Aim: Understanding which factors shape and maintain biodiversity is essential to understand how ecosystems respond to crises. Biodiversity in ecological communities is a result of the interaction of various factors which can be classified as neutral or niche-based. The importance of these processes has been debated, but many scientists believe that both processes are important. Here we examined the importance of neutral vs. niche-based factors for shaping invertebrate communities. We hypothesized that if neutral processes are the main drivers of community structure we would not see any clear relationship between the structure of community and ecological factors. If niche-based processes are important we should see clear relationships between community structure and variation in ecological variables.

Location: Groundwater-filled lava caves near Lake Mývatn, Iceland.

Methods: We collected various ecological variables from these caves. Invertebrate communities were collected on the hard bottom using stone scrubbing and from epibenthic traps. Results: Both communities were species-poor, with low densities of invertebrates, showing the resource-limited and oligotrophic nature of these systems. Unusually for Icelandic freshwater ecosystems, the benthic communities were not dominated by Chironomidae (Diptera) larvae, but rather by crustaceans, mainly Cladocera. The epibenthic communities were not shaped by environmental variables, suggesting that they may be structured primarily by neutral processes. The benthic communities were shaped by the availability of energy, and to some extent pH, suggesting that niche-based processes were important drivers of community structure, although neutral processes may still be relevant. 

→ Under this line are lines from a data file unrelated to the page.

PR #1219, opened 2025-10-27
Revision/rename set nonconvexflow

p-snft:
The new name reflects the fact that `INVEST_NON_CONVEX_FLOWS` is not a subset of the set `NON_CONVEX_FLOWS`, that is now called `FIXED_CAPACITY_NONCONVEX_FLOWS`. Originally (before solph 0.5), this was implicit as investment and binary status could not be combined. Now, the name was misleading.
    
As this only affects expert users, we do not consider this API breaking.


p-snft:
Closed in favour of more complete #1220.

PR #1231, opened 2025-11-19
Harmonise usage of "custom_..." keywords

p-snft:
In oemof.network, every Entity has custom_properties, which is a dictionary containing user-defined information. Until now, this was used for Nodes but not for Flows. Those instead implemented their own way, named custom_attributes. This keyword generates class attributes and left the (also existing) custom_properties attribute empty.

This adds custom_properties to the class Flow, maps custom_attributes to custom_properties, and deprecates custom_attributes.

### DIFF
--- a/docs/whatsnew/v0-6-2.rst
+++ b/docs/whatsnew/v0-6-2.rst
@@ -7,8 +7,8 @@ API changes
 New features
 ############
 
-* Class `Flow` now supports `custom_properties`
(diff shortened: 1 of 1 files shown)


jfreissmann (approved):
The PR definetly makes sense and all changes look fine to me. The code to be deprecated in the future is highlighted and the additional tests make sure the behavior is predictable until >= 0.7. In my opinion, this can be merged.

PR #119, opened 2022-08-01
remove nydusd daemon mode fuse when starting

changweige:
`fuse` subcommand is not compatible with old nydusd.
So remove it and new nydusd can use fuse as default mode.


imeoer (approved):

hsiangkao:
please revert this commit, thanks!

PR #120, opened 2022-08-01
Fix BlobMgr Remove

power-more:
Previously in the localfs backend mode, when blobMgr delete the blob
corresponding to the snapshot, it mistakenly used the key (chainID)
issued by containerd as the blob digest, resulting in only the first
layer of blob being deleted.
Now
1. For the scenario of converting OCI to Nydus image, get the blob
digest, in fact the snapshot key by label NydusDataLayer, the kv pair
(NydusDataLayer --> snapshot key) has been set after the convert.
2. For the scenario of full download of nydus image, get the correct
blob digest by label CRILayerDigest.

### DIFF
--- a/misc/snapshotter/nydusd-config-localfs.json
+++ b/misc/snapshotter/nydusd-config-localfs.json
@@ -3,7 +3,7 @@
       "backend": {
         "type": "localfs",
         "config": {
-            "dir": "/tmp/"
+            "dir": "/tmp/blobs/"
         }
       },
       "cache": {
--- a/pkg/filesystem/fs/fs.go
+++ b/pkg/filesystem/fs/fs.go
@@ -144,11 +144,11 @@ func NewFileSystem(ctx context.Context, opt ...NewFSOpt) (*Filesystem, error) {
 	return &fs, nil
 }
 
-func (fs *Filesystem) CleanupBlobLayer(ctx context.Context, key string, async bool) error {
+func (fs *Filesystem) CleanupBlobLayer(ctx context.Context, blobDigest string, async bool) error {
 	if fs.blobMgr == nil {
 		return nil
 	}
-	return fs.blobMgr.Remove(key, async)
+	return fs.blobMgr.Remove(blobDigest, async)
 }
 
 func (fs *Filesystem) PrepareBlobLayer(ctx context.Context, snapshot storage.Snapshot, labels map[string]string) error {
--- a/snapshot/snapshot.go
+++ b/snapshot/snapshot.go
@@ -402,9 +402,10 @@ func (o *snapshotter) Remove(ctx context.Context, key string) error {
 	if err != nil {
 		return errors.Wrap(err, "failed to remove")
 	}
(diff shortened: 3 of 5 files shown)


zyfjeff:
Can you help improve this integration test and add a case for image deletion?

https://github.com/containerd/nydus-snapshotter/blob/main/.github/workflows/image.yml#L117

power-more:
> Can you help improve this integration test and add a case for image deletion?
> 
> https://github.com/containerd/nydus-snapshotter/blob/main/.github/workflows/image.yml#L117

done

zyfjeff (approved):
LGTM

misc/snapshotter/nydusd-config-localfs.json
```diff
@@ -3,7 +3,7 @@
       "backend": {
         "type": "localfs",
         "config": {
-            "dir": "/tmp/"
+            "dir": "/tmp/blobfs/"
```
imeoer, line 6: Maybe rename it to `/tmp/blobs`.

pkg/filesystem/fs/fs.go
```diff
@@ -143,11 +143,11 @@ func NewFileSystem(ctx context.Context, opt ...NewFSOpt) (*Filesystem, error) {
 	return &fs, nil
 }
 
-func (fs *Filesystem) CleanupBlobLayer(ctx context.Context, key string, async bool) error {
+func (fs *Filesystem) CleanupBlobLayer(ctx context.Context, id string, async bool) error {
```
imeoer, line 146: `id` -> `blobDigest` is better.

snapshot/snapshot.go
```diff
@@ -403,8 +403,9 @@ func (o *snapshotter) Remove(ctx context.Context, key string) error {
 		return errors.Wrap(err, "failed to remove")
 	}
 	var cleanupBlob bool
-	if _, ok := snap.Labels[label.NydusDataLayer]; ok {
-		cleanupBlob = true
+	blobDigestString, cleanupBlob := snap.Labels[label.NydusDataLayer]
```
imeoer, line 406: No type is required in a variable name, just use `blobDigest`.

pkg/filesystem/fs/fs.go
power-more: Fixed.
The reason I didn't use blobDigest is that i thought, the type of blobDigest is preferably digest.Digest in general.

snapshot/snapshot.go
```diff
@@ -403,8 +403,9 @@ func (o *snapshotter) Remove(ctx context.Context, key string) error {
...
+	if cleanupBlob && blobDigestString == "true" {
```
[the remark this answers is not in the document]
power-more: Fixed.
In fact, we don't even need to care what value is, so i update it to _

snapshot/snapshot.go
power-more: fixed

imeoer (approved):

PR #124, opened 2022-08-04
cache manager: fix cache manager failure in none daemon mode

power-more:
Previously, both AddSnapshot and DelSnapshot will not be executed in
the none daemon mode. The fundamental reason is that the incoming
parameter is the imageID obtained from the daemon. Now we adjust the
function call path to bypass the daemon and get the imageID directly
from snapshot labels.

For AddSnapshot, we separate it from prepareRemoteSnapshot, run it
separately, and parse the imageID directly from the snapshot label.

For DelSnapshot, we advance it from Cleanup to Remove.

### DIFF
--- a/snapshot/snapshot.go
+++ b/snapshot/snapshot.go
@@ -300,6 +300,11 @@ func (o *snapshotter) Prepare(ctx context.Context, key, parent string, opts ...s
 			}
 
 			logCtx.Infof("found nydus meta layer id %s, parpare remote snapshot", id)
+
+			if err := o.fs.AddSnapshot(info.Labels); err != nil {
+				return nil, errors.Wrap(err, "cache manager failed to add snapshot")
+			}
+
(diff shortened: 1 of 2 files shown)


snapshot/snapshot.go
```diff
@@ -300,6 +300,11 @@ func (o *snapshotter) Prepare(ctx context.Context, key, parent string, opts ...s
 			}
 
 			logCtx.Infof("found nydus meta layer id %s, parpare remote snapshot", id)
+
+			if err := o.fs.AddSnapshot(info.Labels); err != nil {
```
imeoer, line 304: Why only do `AddSnapshot` when the container running? If the user deletes the image before any container run, can nydus blobs be GC-ed?

imeoer: Okay I miss it, blob cache is generated at only container running.

imeoer (approved):
LGTM

PR #127, opened 2022-08-10
Add helper functions for containerd image convertion

loheagn:
Add some functions which are helpful for using the `Convert` function in the containerd client library to convert OCI images to Nydus images.

For example, we can use these functions to support nerdctl to convert Nydus images.


pkg/converter/constant.go
```diff
@@ -13,6 +13,9 @@ const (
 
 	ManifestNydusCache = "containerd.io/snapshot/nydus-cache"
 
+	ConfigGCLabelKey = "containerd.io/gc.ref.content.config"
```
imeoer, line 16: Seems it's a private constant, maybe put it into `convert_unix.go` and name `configGCLabelKey`?

pkg/converter/convert_unix.go
```diff
@@ -423,3 +431,237 @@ func Unpack(ctx context.Context, ia content.ReaderAt, dest io.Writer, opt Unpack
 
 	return nil
 }
+
+// ConvertToNydusLayer returns a function which converts an OCI image layer to a nydus blob layer, and set the media type to "application/vnd.oci.image.layer.nydus.blob.v1".
+func ConvertToNydusLayer(opt PackOption) converter.ConvertFunc {
```
imeoer, line 436: Maybe name it `LayerConvertFunc`.

pkg/converter/convert_unix.go
```diff
@@ -423,3 +431,237 @@ func Unpack(ctx context.Context, ia content.ReaderAt, dest io.Writer, opt Unpack
...
+		}
+
+		return &newDesc, nil
+	}
+}
+
+// ConversionHook returns a function which will be used as a callback called for each blob after conversion is done.
+// The function only hooks the manifest conversion.
+// The function merges all the nydus blob layers into a nydus bootstrap layer and modify the config.
+func ConversionHook(opt PackOption) converter.ConvertHookFunc {
```
imeoer, line 513: Better to name it `ConvertHookFunc`.

imeoer (commented):
Thanks for the contribution, others LGTM. Could you help to update `https://github.com/goharbor/acceleration-service` to import these funcs? Thanks!

loheagn:
Thanks for the review @imeoer . I think it's ok to update `acceleration-service` with these functions, but would require some modifications to the current code, like add `backend` option.

imeoer:
> Thanks for the review @imeoer . I think it's ok to update `acceleration-service` with these functions, but would require some modifications to the current code, like add `backend` option.

@loheagn Maybe we can move the backend codes after the LayerConvertFunc function call. :)

loheagn:
> @loheagn Maybe we can move the backend codes after the LayerConvertFunc function call. :)

The `backend` option also has some side effects in the manifest convertion:

[nydus.go#L178](https://github.com/goharbor/acceleration-service/blob/6c796890b3c470fb8c8d48c11dd5cce0958efac9/pkg/driver/nydus/nydus.go#L178)

[nydus.go#L197](https://github.com/goharbor/acceleration-service/blob/6c796890b3c470fb8c8d48c11dd5cce0958efac9/pkg/driver/nydus/nydus.go#L197)

imeoer:
@loheagn Ok, sorry I miss that, how about moving backend codes into snapshotter as well?

loheagn:
@imeoer I think it's ok. We just need to add a param to the function, and the default value of the param can be nil.

imeoer:
> @imeoer I think it's ok. We just need to add a param to the function, and the default value of the param can be nil.

Thanks for the work!

pkg/converter/convert_unix.go
```diff
@@ -423,3 +434,259 @@ func Unpack(ctx context.Context, ia content.ReaderAt, dest io.Writer, opt Unpack
 
 	return nil
 }
+
+// LayerConvertFunc returns a function which converts an OCI image layer to a nydus blob layer, and set the media type to "application/vnd.oci.image.layer.nydus.blob.v1".
+func LayerConvertFunc(opt PackOption, backend backend.Backend) converter.ConvertFunc {
```
imeoer, line 439: Would be better if put `backend` into `PackOption`.

pkg/converter/convert_unix.go
```diff
@@ -423,3 +434,259 @@ func Unpack(ctx context.Context, ia content.ReaderAt, dest io.Writer, opt Unpack
...
+		}
+
+		return &newDesc, nil
+	}
+}
+
+// ConvertHookFunc returns a function which will be used as a callback called for each blob after conversion is done.
+// The function only hooks the manifest conversion.
+// The function merges all the nydus blob layers into a nydus bootstrap layer and modify the config.
+func ConvertHookFunc(opt PackOption, backend backend.Backend) converter.ConvertHookFunc {
```
imeoer, line 528: Ditto.

go.mod
```diff
@@ -32,9 +33,9 @@ require (
 )
 
 require (
-	github.com/KarpelesLab/reflink v0.0.2 // indirect
 	github.com/Microsoft/go-winio v0.5.1 // indirect
 	github.com/Microsoft/hcsshim v0.9.3 // indirect
+	github.com/baiyubin/aliyun-sts-go-sdk v0.0.0-20180326062324-cfa1a18b161f // indirect
```
imeoer, line 38: Is this package still necessary after `go mod tidy`?

jiangliu, line 38: This dependency seems a little strange, like a personal repo?

pkg/converter/convert_unix.go
loheagn: done

pkg/converter/convert_unix.go
loheagn: done

go.mod
loheagn: Yes. This package seems to be imported by `github.com/aliyun/aliyun-oss-go-sdk`.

Main conclusions: The results suggest that both processes are important for invertebrate communities in freshwater, and research should focus on understanding both of these processes. The ponds we studied are representative of a number of freshwater ecosystems that are extremely vulnerable to human disturbance, making it even more important to understand how their biodiversity is shaped and maintained.

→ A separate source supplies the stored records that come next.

PR #129, opened 2022-08-12
close pipe returned files objects.

changweige:
Otherwise, they are leaked.


imeoer:
It's not a real problem, we have commented here about Closer:

https://github.com/containerd/nydus-snapshotter/blob/e6cc1fa69ab35dcd88424d680e2171ad978c7ce1/pkg/converter/convert_unix.go#L246-L247

And io.PipeReader does not need to be closed explicitly.

PR #132, opened 2022-08-15
clean up and fix how nydus-snapshotter prepares mountpoints for nydusd

changweige:
1. Erofs/fscache can't work in ordinary SharedMount mode since each erofs has a seperated mountpoint while shareMode means one nydusd one mountpoint.
2. rafs as lowerdir and read-only underlying FS should be mounted at `/mnt`. `fs` is used to store bootstrap for meta layer and writeable for Active snapshot
3. `fs` has permission 0700, which causes other user in the container can't read /bin dir

### DIFF
--- a/pkg/daemon/config.go
+++ b/pkg/daemon/config.go
@@ -77,6 +77,8 @@ func WithLogLevel(logLevel string) NewDaemonOpt {
 	}
 }
 
+// In Shared mode, it is the mountpoint where single nydusd mounts fusedev. It has nothing
+// with fscache driver.
 func WithRootMountPoint(rootMountPoint string) NewDaemonOpt {
 	return func(d *Daemon) error {
 		if err := os.MkdirAll(rootMountPoint, 0755); err != nil {
--- a/pkg/daemon/config.go
+++ b/pkg/daemon/config.go
@@ -77,8 +77,7 @@ func WithLogLevel(logLevel string) NewDaemonOpt {
 	}
 }
 
-// In Shared mode, it is the mountpoint where single nydusd mounts fusedev. It has nothing
-// with fscache driver.
+// In Shared mode, it is the mountpoint where single nydusd mounts
 func WithRootMountPoint(rootMountPoint string) NewDaemonOpt {
 	return func(d *Daemon) error {
 		if err := os.MkdirAll(rootMountPoint, 0755); err != nil {
--- a/pkg/daemon/daemon.go
+++ b/pkg/daemon/daemon.go
@@ -54,8 +54,17 @@ type Daemon struct {
 	Once   *sync.Once         `json:"-"`
 }
 
+// Mountpoint for nydusd within single kernel mountpoint(FUSE mount). Each mountpoint
+// is create by API based pseudo mount. `RootMountPoint` is real mountpoint
+// where to perform the kernel mount.
+// Nydusd API based mountpoint must start with "/", otherwise nydusd API server returns error.
 func (d *Daemon) SharedMountPoint() string {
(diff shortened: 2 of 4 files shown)


snapshot/snapshot.go
```diff
@@ -479,11 +479,16 @@ func (o *snapshotter) Close() error {
 }
 
 func (o *snapshotter) upperPath(id string) string {
+
```
imeoer, line 482: Should remove this blank line.

pkg/filesystem/fs/fs.go
```diff
@@ -62,9 +62,15 @@ var nativeEndian binary.ByteOrder
 type Mode int
 
 const (
+	// A single nydusd serves all container images
 	SharedInstance Mode = iota
+	// One container image one nydusd topology
 	MultiInstance
+	// Rafs is integrated with other custom components.
+	// Nydusd is not needed to work as FUSE server or other backend service.
```
imeoer, line 70: Nydusd is not needed to work as FUSE server (fusedev) or other fs drivers, just provide the mount slices to containerd, and do real mount by other components.

pkg/filesystem/fs/fs.go
```diff
@@ -62,9 +62,15 @@ var nativeEndian binary.ByteOrder
...
+	// Snapshotter just cooperates with containerd with mount slice
 	NoneInstance
+	// Nydusd does not fulfill any concrete image service but prefetch data layers into local cache
```
imeoer, line 73: Nydusd does not fulfill any lazy pull (on-daemon) ability but only prefetch image data into local blob cache for other components.

pkg/daemon/daemon.go
```diff
@@ -67,14 +67,14 @@ func (d *Daemon) SharedAbsMountPoint() string {
 	return filepath.Join(*d.RootMountPoint, d.SharedMountPoint())
 }
 
+// Mountpoint of Erofs/RafsV6 and per-image nydusd/rafs
```
imeoer, line 70: Does RAFS v6 support shared mode?

pkg/daemon/config.go
```diff
@@ -77,6 +77,8 @@ func WithLogLevel(logLevel string) NewDaemonOpt {
 	}
 }
 
+// In Shared mode, it is the mountpoint where single nydusd mounts fusedev. It has nothing
+// with fscache driver.
 func WithRootMountPoint(rootMountPoint string) NewDaemonOpt {
```
imeoer, line 82: We cannot assume that the fscache driver does not support multiple daemon mode, it is better not to bind the mountpoint implementation with the meaning of daemon mode.

snapshot/snapshot.go
changweige: fixed

pkg/filesystem/fs/fs.go
changweige: fixed

pkg/filesystem/fs/fs.go
changweige: fixed

pkg/daemon/daemon.go
changweige: fixed. New comment is 
// Mountpoint of per-image nydusd/rafs. It is a kernel mountpoint for each
// nydus meta layer. Each meta layer is associated with a nydusd.

pkg/daemon/config.go
changweige: fixed

imeoer (approved):
LGTM, thanks for this.

PR #136, opened 2022-08-16
use xid to generate nydusd's internal ID

changweige:
The original ID generation method spawns a string with
lower case, upper case and undersocre, which is too complicated.


imeoer (approved):
LGTM

PR #138, opened 2022-08-18
converter: make backend package independent

imeoer:
Move `pkg/converter/backend` to `pkg/backend`.

The advantage of this change is that if a component imports the
converter package, but it doesn't need backend support, the non-direct
dependencies in `pkg/backend` don't have to be imported either.


changweige:
Can we rename backend to storage?

changweige (approved):
LGTM

PR #139, opened 2022-08-22
Change upperPath permission from 0750 to 0755

zyfjeff:
The user of ctr/nerdctl may be different from the user of nydus snapshotter.
In order to allow users of ctr and nerdctl to access rootfs, other group permissions need to be given here,
and the default permission of overlayfs is also 0755

Signed-off-by: zyfjeff <zyfjeff@linux.alibaba-inc.com>


changweige (approved):
LGTM

changweige:
Good catch, thanks

PR #140, opened 2022-08-23
Add containerized e2e test

changweige:
Then developers can run e2e anywhere rather than only github action


.github/workflows/e2e.yml
```diff
@@ -0,0 +1,45 @@
...
+  pull_request:
+    branches:
+      - "main"
+
+env:
+  CARGO_TERM_COLOR: always
+  REGISTRY: ghcr.io
+
+jobs:
+  run-e2e:
```
imeoer, line 18: Is the job duplicated with [this](https://github.com/containerd/nydus-snapshotter/blob/main/.github/workflows/image.yml) ?

changweige: Yes, you are right. In fact, most containerized e2e test cases are copied from it with replacing crictl with nerdctl. The stargz case is still not migrated. So let's keep them two run concurrently for a while until stargz case is added.

imeoer: Maybe we should remove it from this PR? otherwise nobody knows we need to remove the duplicated job in the future.

changweige: It is deleted.

imeoer:
LGTM

Makefile
```diff
@@ -35,11 +35,12 @@ clear:
...
 
 .PHONY: install
-install: static-release
+install:
 	sudo install -D -m 755 bin/containerd-nydus-grpc /usr/local/bin/containerd-nydus-grpc
 	sudo install -D -m 755 misc/snapshotter/nydusd-config.${FS_DRIVER}.json /etc/nydus/config.json
 	sudo install -D -m 644 misc/snapshotter/nydus-snapshotter.${FS_DRIVER}.service /etc/systemd/system/nydus-snapshotter.service
-	sudo systemctl enable /etc/systemd/system/nydus-snapshotter.service
+
+	@if which systemctl; then sudo systemctl enable /etc/systemd/system/nydus-snapshotter.service;fi
```
imeoer, line 43: If no systemd is installed, any error should be thrown?

.github/workflows/e2e.yml
```diff
@@ -0,0 +1,45 @@
...
+    runs-on: ubuntu-latest
+    steps:
+      - name: Set up Go
+        uses: actions/setup-go@v3
+        with:
+          go-version: "1.18"
```
imeoer, line 24: go 1.17 has been defined in `go.mod`.

integration/entrypoint.sh
```diff
@@ -0,0 +1,208 @@
...
+        sleep ${RETRYINTERVAL}
+    done
+    if [ "${SUCCESS}" == "true" ]; then
+        return 0
+    else
+        return 1
+    fi
+}
+
+function reboot_containerd {
```
imeoer, line 80: Maybe name it `cleanup` or something?

Makefile
changweige: no need

.github/workflows/e2e.yml
changweige: What's its effect? I didn't see any error when running the tests

integration/entrypoint.sh
changweige: No. It is truly restring containerd

Makefile
changweige: The integration test needs this Makefile target and the base container image has no systemd packed. The user should know if he/she has systemd installed as a system administrator.

.github/workflows/e2e.yml
changweige: Fine. changed to 1.17.y As containerd has increased its dependent golang version to 1.18.y.
We should consider upgrading it.  Then we won't have two kinds of build tags like:
```
//go:build !windows
// +build !windows
```

imeoer (approved):
LGTM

The following environmental variables in the caves were measured in June and August from 2013 – 2019: temperature (°C), oxygen saturation (%), pH, and specific conductivity (µS/cm), using a multiprobe sonde (Hydrolab DS5 (46711) Water Quality Probes). From a digital map we estimated the minimal distance of each cave from the lake (in meters) and key physical characteristics of the caves, such as the combined vertical area of all openings and the size of the cave pond exposed to air (both in m²), in some caves the roof was overhanging, so the pond exposed to air value was negative. Based on this, we estimated the area available for photosynthesis by adding half the vertical area of openings to the size of the cave pond exposed to air. In each cave, we placed fall-in traps within 20 cm of the shore to collect external inputs into the pond. The main objective of the traps was to estimate food availability for Arctic charr for another study. The traps were built of clear buckets (Unipak model 5141, 2300 ml, 196 cm² surface area) placed in a bracket and tied fast with a zip-tag about 10 cm above the water surface. In each bucket, we mixed propylene glycol (30%) with water and a few drops of aroma free soap to reduce water tension. The number of traps differed among the caves, depending on the size of the cave and the number of cave openings, but the minimum number of fall-in traps per cave was two. However, not all traps survived the conditions during the winter, so on some occasions no trap data exist for a given sampling event. The traps were collected in June and August each year, by removing the old trap and replacing it with a new one. The content of the fall-in trap was sieved through a 125 µm sieve and preserved in 70% ethanol for at least 6 months. The fixed organic material of animal origin was then separated from obvious plant material, placed in a measuring cup, and allowed to sink for 15 – 30 min, and measured to the nearest mL. We thus obtained an estimation of gross volume of external organic animal material per cave.

All invertebrate samples were collected in June 2014. Benthic invertebrates were collected from two to three stones along the shore of 16 caves, at a depth of 10 – 30 cm. Stones were carefully removed from the bottom and placed immediately in a 10L bucket containing water from the cave. They were then brushed, using a soft dishwasher brush. The stone was rinsed with clean filtered (125 µm sieve) water, placed as they were lying in the cave and photographed with a mm scale for size reference. This allowed us to estimate standardised densities (#/100 cm²) of invertebrates across stones and caves. The water and invertebrates retained in the bucket were sieved through a 125 µm sieve and stored in 70% ethanol until further analysis.

Epibenthic invertebrates were collected from 18 caves using crustacean traps modified from Örnólfsdóttir & Einarsson (2004). The traps were haphazardly laid within 2 m from the shore at the opening of each cave. The number of traps per cave varied from two to six depending on the size of the cave and the size and number of openings.  The traps were collected after 12 hours, and their content filtered through a 63 µm sieve and stored in 70% ethanol until further analysis.